§ Task to complete: Copy out the line that contains "Move managing the" and the lines after it through the final one in the entries below, exactly, with no other lines.
(Exercise materials begins)
PR #193, opened 2022-08-09
fix(dashboard):Remove previous position from internal dashboard

sydopy:
## Overview
Move managing the previous widget position into dashboard state instead of the internal dashboard

## Tests

## Legal

### DIFF
--- a/packages/dashboard/src/dashboard-actions/dashboardReducer.ts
(Exercise materials ends)
§ Output:
Move managing the previous widget position into dashboard state instead of the internal dashboard

## Tests

## Legal

### DIFF
--- a/packages/dashboard/src/dashboard-actions/dashboardReducer.ts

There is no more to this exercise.